§ **Prompt**:
Once the data has been read, restate all of it exactly.

(Dataset)

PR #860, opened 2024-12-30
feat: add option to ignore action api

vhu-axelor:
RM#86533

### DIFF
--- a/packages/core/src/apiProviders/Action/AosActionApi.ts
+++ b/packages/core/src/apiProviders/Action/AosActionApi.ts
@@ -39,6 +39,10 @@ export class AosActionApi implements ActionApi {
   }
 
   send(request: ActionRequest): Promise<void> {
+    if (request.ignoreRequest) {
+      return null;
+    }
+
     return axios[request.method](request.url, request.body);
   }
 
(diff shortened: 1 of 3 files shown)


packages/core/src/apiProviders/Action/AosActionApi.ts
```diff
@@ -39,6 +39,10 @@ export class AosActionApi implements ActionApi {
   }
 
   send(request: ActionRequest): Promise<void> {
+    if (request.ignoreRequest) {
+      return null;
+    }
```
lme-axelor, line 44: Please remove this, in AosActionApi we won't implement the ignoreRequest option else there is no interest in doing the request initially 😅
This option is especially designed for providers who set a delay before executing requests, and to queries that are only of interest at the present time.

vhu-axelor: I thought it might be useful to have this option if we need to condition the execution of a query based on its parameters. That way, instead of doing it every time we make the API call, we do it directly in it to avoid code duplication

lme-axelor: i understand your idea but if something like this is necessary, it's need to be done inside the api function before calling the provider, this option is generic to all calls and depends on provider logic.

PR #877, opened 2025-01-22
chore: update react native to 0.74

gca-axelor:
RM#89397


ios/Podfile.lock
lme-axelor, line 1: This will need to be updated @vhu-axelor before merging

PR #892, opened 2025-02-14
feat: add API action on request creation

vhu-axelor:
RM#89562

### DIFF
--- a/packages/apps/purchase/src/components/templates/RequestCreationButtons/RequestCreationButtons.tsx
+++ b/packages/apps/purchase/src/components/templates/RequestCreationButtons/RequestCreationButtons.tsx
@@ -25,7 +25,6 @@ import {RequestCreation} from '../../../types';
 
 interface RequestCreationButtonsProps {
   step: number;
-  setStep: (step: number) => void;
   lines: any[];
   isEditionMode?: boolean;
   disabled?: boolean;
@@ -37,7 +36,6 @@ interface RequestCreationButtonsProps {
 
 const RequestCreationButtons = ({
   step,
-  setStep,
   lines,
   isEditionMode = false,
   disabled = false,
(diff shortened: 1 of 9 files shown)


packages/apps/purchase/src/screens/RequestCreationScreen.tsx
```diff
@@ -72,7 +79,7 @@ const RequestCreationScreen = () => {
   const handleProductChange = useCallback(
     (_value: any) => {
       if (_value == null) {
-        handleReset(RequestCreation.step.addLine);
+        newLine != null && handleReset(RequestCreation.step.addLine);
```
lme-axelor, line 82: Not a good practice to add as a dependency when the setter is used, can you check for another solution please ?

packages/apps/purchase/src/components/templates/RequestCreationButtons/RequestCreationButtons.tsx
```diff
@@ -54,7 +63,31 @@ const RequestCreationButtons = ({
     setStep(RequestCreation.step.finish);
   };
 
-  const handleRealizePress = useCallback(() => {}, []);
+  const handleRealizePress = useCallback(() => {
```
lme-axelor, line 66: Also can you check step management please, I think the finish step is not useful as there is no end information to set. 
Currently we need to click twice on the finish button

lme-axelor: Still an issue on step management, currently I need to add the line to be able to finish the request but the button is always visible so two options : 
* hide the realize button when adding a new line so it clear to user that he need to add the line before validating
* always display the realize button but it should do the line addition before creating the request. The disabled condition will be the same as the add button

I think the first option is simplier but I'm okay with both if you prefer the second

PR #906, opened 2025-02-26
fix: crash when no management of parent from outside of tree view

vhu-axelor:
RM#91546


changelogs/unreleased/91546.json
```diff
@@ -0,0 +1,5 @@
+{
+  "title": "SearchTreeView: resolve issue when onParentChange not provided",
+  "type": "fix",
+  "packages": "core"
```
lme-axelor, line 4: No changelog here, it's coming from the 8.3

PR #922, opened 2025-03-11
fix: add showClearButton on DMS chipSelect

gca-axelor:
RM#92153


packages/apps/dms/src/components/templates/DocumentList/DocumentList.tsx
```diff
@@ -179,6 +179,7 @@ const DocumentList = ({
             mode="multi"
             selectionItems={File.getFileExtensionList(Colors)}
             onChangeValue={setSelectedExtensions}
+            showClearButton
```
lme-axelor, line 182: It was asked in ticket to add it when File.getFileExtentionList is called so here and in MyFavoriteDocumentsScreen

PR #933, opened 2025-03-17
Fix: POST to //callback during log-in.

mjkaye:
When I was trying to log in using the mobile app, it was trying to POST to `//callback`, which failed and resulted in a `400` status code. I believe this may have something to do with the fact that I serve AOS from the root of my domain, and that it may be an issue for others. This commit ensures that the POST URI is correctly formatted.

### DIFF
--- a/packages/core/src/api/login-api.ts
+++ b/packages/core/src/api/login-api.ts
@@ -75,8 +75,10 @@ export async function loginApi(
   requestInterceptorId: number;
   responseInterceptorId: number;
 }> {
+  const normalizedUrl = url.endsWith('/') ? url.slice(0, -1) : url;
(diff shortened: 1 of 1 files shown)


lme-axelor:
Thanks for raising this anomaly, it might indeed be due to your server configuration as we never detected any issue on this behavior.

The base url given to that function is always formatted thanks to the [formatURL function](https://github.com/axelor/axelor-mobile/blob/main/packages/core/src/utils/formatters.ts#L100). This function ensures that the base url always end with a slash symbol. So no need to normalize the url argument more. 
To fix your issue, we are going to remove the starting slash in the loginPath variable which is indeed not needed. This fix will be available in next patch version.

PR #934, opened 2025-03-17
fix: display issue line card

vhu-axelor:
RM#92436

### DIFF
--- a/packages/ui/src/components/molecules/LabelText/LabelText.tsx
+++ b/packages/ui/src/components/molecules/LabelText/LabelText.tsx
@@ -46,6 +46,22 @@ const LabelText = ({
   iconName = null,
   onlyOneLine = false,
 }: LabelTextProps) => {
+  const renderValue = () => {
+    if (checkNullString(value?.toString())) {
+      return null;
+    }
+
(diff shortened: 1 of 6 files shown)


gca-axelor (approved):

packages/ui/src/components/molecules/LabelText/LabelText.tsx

(End Dataset)

§ **Task output**:
PR #860, opened 2024-12-30
feat: add option to ignore action api

vhu-axelor:
RM#86533

### DIFF
--- a/packages/core/src/apiProviders/Action/AosActionApi.ts
+++ b/packages/core/src/apiProviders/Action/AosActionApi.ts
@@ -39,6 +39,10 @@ export class AosActionApi implements ActionApi {
   }
 
   send(request: ActionRequest): Promise<void> {
+    if (request.ignoreRequest) {
+      return null;
+    }
+
     return axios[request.method](request.url, request.body);
   }
 
(diff shortened: 1 of 3 files shown)


packages/core/src/apiProviders/Action/AosActionApi.ts
```diff
@@ -39,6 +39,10 @@ export class AosActionApi implements ActionApi {
   }
 
   send(request: ActionRequest): Promise<void> {
+    if (request.ignoreRequest) {
+      return null;
+    }
```
lme-axelor, line 44: Please remove this, in AosActionApi we won't implement the ignoreRequest option else there is no interest in doing the request initially 😅
This option is especially designed for providers who set a delay before executing requests, and to queries that are only of interest at the present time.

vhu-axelor: I thought it might be useful to have this option if we need to condition the execution of a query based on its parameters. That way, instead of doing it every time we make the API call, we do it directly in it to avoid code duplication

lme-axelor: i understand your idea but if something like this is necessary, it's need to be done inside the api function before calling the provider, this option is generic to all calls and depends on provider logic.

PR #877, opened 2025-01-22
chore: update react native to 0.74

gca-axelor:
RM#89397


ios/Podfile.lock
lme-axelor, line 1: This will need to be updated @vhu-axelor before merging

PR #892, opened 2025-02-14
feat: add API action on request creation

vhu-axelor:
RM#89562

### DIFF
--- a/packages/apps/purchase/src/components/templates/RequestCreationButtons/RequestCreationButtons.tsx
+++ b/packages/apps/purchase/src/components/templates/RequestCreationButtons/RequestCreationButtons.tsx
@@ -25,7 +25,6 @@ import {RequestCreation} from '../../../types';
 
 interface RequestCreationButtonsProps {
   step: number;
-  setStep: (step: number) => void;
   lines: any[];
   isEditionMode?: boolean;
   disabled?: boolean;
@@ -37,7 +36,6 @@ interface RequestCreationButtonsProps {
 
 const RequestCreationButtons = ({
   step,
-  setStep,
   lines,
   isEditionMode = false,
   disabled = false,
(diff shortened: 1 of 9 files shown)


packages/apps/purchase/src/screens/RequestCreationScreen.tsx
```diff
@@ -72,7 +79,7 @@ const RequestCreationScreen = () => {
   const handleProductChange = useCallback(
     (_value: any) => {
       if (_value == null) {
-        handleReset(RequestCreation.step.addLine);
+        newLine != null && handleReset(RequestCreation.step.addLine);
```
lme-axelor, line 82: Not a good practice to add as a dependency when the setter is used, can you check for another solution please ?

packages/apps/purchase/src/components/templates/RequestCreationButtons/RequestCreationButtons.tsx
```diff
@@ -54,7 +63,31 @@ const RequestCreationButtons = ({
     setStep(RequestCreation.step.finish);
   };
 
-  const handleRealizePress = useCallback(() => {}, []);
+  const handleRealizePress = useCallback(() => {
```
lme-axelor, line 66: Also can you check step management please, I think the finish step is not useful as there is no end information to set. 
Currently we need to click twice on the finish button

lme-axelor: Still an issue on step management, currently I need to add the line to be able to finish the request but the button is always visible so two options : 
* hide the realize button when adding a new line so it clear to user that he need to add the line before validating
* always display the realize button but it should do the line addition before creating the request. The disabled condition will be the same as the add button

I think the first option is simplier but I'm okay with both if you prefer the second

PR #906, opened 2025-02-26
fix: crash when no management of parent from outside of tree view

vhu-axelor:
RM#91546


changelogs/unreleased/91546.json
```diff
@@ -0,0 +1,5 @@
+{
+  "title": "SearchTreeView: resolve issue when onParentChange not provided",
+  "type": "fix",
+  "packages": "core"
```
lme-axelor, line 4: No changelog here, it's coming from the 8.3

PR #922, opened 2025-03-11
fix: add showClearButton on DMS chipSelect

gca-axelor:
RM#92153


packages/apps/dms/src/components/templates/DocumentList/DocumentList.tsx
```diff
@@ -179,6 +179,7 @@ const DocumentList = ({
             mode="multi"
             selectionItems={File.getFileExtensionList(Colors)}
             onChangeValue={setSelectedExtensions}
+            showClearButton
```
lme-axelor, line 182: It was asked in ticket to add it when File.getFileExtentionList is called so here and in MyFavoriteDocumentsScreen

PR #933, opened 2025-03-17
Fix: POST to //callback during log-in.

mjkaye:
When I was trying to log in using the mobile app, it was trying to POST to `//callback`, which failed and resulted in a `400` status code. I believe this may have something to do with the fact that I serve AOS from the root of my domain, and that it may be an issue for others. This commit ensures that the POST URI is correctly formatted.

### DIFF
--- a/packages/core/src/api/login-api.ts
+++ b/packages/core/src/api/login-api.ts
@@ -75,8 +75,10 @@ export async function loginApi(
   requestInterceptorId: number;
   responseInterceptorId: number;
 }> {
+  const normalizedUrl = url.endsWith('/') ? url.slice(0, -1) : url;
(diff shortened: 1 of 1 files shown)


lme-axelor:
Thanks for raising this anomaly, it might indeed be due to your server configuration as we never detected any issue on this behavior.

The base url given to that function is always formatted thanks to the [formatURL function](https://github.com/axelor/axelor-mobile/blob/main/packages/core/src/utils/formatters.ts#L100). This function ensures that the base url always end with a slash symbol. So no need to normalize the url argument more. 
To fix your issue, we are going to remove the starting slash in the loginPath variable which is indeed not needed. This fix will be available in next patch version.

PR #934, opened 2025-03-17
fix: display issue line card

vhu-axelor:
RM#92436

### DIFF
--- a/packages/ui/src/components/molecules/LabelText/LabelText.tsx
+++ b/packages/ui/src/components/molecules/LabelText/LabelText.tsx
@@ -46,6 +46,22 @@ const LabelText = ({
   iconName = null,
   onlyOneLine = false,
 }: LabelTextProps) => {
+  const renderValue = () => {
+    if (checkNullString(value?.toString())) {
+      return null;
+    }
+
(diff shortened: 1 of 6 files shown)


gca-axelor (approved):

packages/ui/src/components/molecules/LabelText/LabelText.tsx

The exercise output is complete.